INSTRUCTIONS TO FOLLOW:
Lines of the listing that contain "skipped" need to be copied.

● ● ●

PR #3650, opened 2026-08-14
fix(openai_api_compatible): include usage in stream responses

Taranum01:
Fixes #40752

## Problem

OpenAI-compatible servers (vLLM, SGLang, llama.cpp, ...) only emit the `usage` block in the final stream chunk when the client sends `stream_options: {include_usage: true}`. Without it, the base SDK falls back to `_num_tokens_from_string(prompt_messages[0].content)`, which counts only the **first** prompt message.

● ● ●

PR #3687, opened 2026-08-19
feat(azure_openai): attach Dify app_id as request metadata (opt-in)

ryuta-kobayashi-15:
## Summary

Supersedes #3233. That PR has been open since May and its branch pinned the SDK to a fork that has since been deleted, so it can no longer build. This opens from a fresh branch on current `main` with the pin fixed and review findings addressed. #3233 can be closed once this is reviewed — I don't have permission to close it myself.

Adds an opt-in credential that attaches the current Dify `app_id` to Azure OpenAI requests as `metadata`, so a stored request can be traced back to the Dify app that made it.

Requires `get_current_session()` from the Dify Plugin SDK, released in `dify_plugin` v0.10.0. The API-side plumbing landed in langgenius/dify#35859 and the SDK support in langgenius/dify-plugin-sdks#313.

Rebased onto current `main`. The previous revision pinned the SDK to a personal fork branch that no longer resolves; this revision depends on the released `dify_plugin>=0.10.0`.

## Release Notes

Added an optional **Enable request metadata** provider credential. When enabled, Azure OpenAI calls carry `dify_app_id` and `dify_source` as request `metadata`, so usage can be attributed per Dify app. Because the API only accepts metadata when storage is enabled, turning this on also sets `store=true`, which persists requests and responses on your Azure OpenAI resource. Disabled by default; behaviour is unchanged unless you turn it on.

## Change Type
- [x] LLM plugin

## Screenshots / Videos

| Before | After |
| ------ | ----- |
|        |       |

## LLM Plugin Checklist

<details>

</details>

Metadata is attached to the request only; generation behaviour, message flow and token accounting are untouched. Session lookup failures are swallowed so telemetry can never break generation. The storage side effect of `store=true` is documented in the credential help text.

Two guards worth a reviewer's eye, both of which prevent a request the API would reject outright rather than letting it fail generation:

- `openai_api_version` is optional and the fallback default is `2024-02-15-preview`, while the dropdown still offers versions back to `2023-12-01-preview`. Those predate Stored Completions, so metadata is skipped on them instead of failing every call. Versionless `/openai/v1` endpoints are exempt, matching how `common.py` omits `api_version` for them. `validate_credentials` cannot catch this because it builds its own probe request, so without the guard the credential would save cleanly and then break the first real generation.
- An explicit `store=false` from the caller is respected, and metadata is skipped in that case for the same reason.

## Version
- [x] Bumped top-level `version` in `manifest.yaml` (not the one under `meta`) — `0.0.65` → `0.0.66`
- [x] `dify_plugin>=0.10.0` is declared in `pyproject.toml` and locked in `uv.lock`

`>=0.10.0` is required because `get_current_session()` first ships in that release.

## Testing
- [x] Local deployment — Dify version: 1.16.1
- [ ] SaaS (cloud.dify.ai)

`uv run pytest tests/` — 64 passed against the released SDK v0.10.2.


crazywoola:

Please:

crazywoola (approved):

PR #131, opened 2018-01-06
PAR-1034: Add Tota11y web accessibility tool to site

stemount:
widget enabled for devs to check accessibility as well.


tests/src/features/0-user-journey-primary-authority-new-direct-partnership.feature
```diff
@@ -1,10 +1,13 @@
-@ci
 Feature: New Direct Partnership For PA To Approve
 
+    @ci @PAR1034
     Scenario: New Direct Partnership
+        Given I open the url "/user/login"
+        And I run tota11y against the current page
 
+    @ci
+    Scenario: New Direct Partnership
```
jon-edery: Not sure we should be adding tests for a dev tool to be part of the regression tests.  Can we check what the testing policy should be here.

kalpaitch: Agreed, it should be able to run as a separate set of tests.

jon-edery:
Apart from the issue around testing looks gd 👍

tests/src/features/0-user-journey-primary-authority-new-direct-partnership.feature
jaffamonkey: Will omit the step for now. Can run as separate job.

● ● ●

TASK ANSWER:
- `openai_api_version` is optional and the fallback default is `2024-02-15-preview`, while the dropdown still offers versions back to `2023-12-01-preview`. Those predate Stored Completions, so metadata is skipped on them instead of failing every call. Versionless `/openai/v1` endpoints are exempt, matching how `common.py` omits `api_version` for them. `validate_credentials` cannot catch this because it builds its own probe request, so without the guard the credential would save cleanly and then break the first real generation.
- An explicit `store=false` from the caller is respected, and metadata is skipped in that case for the same reason.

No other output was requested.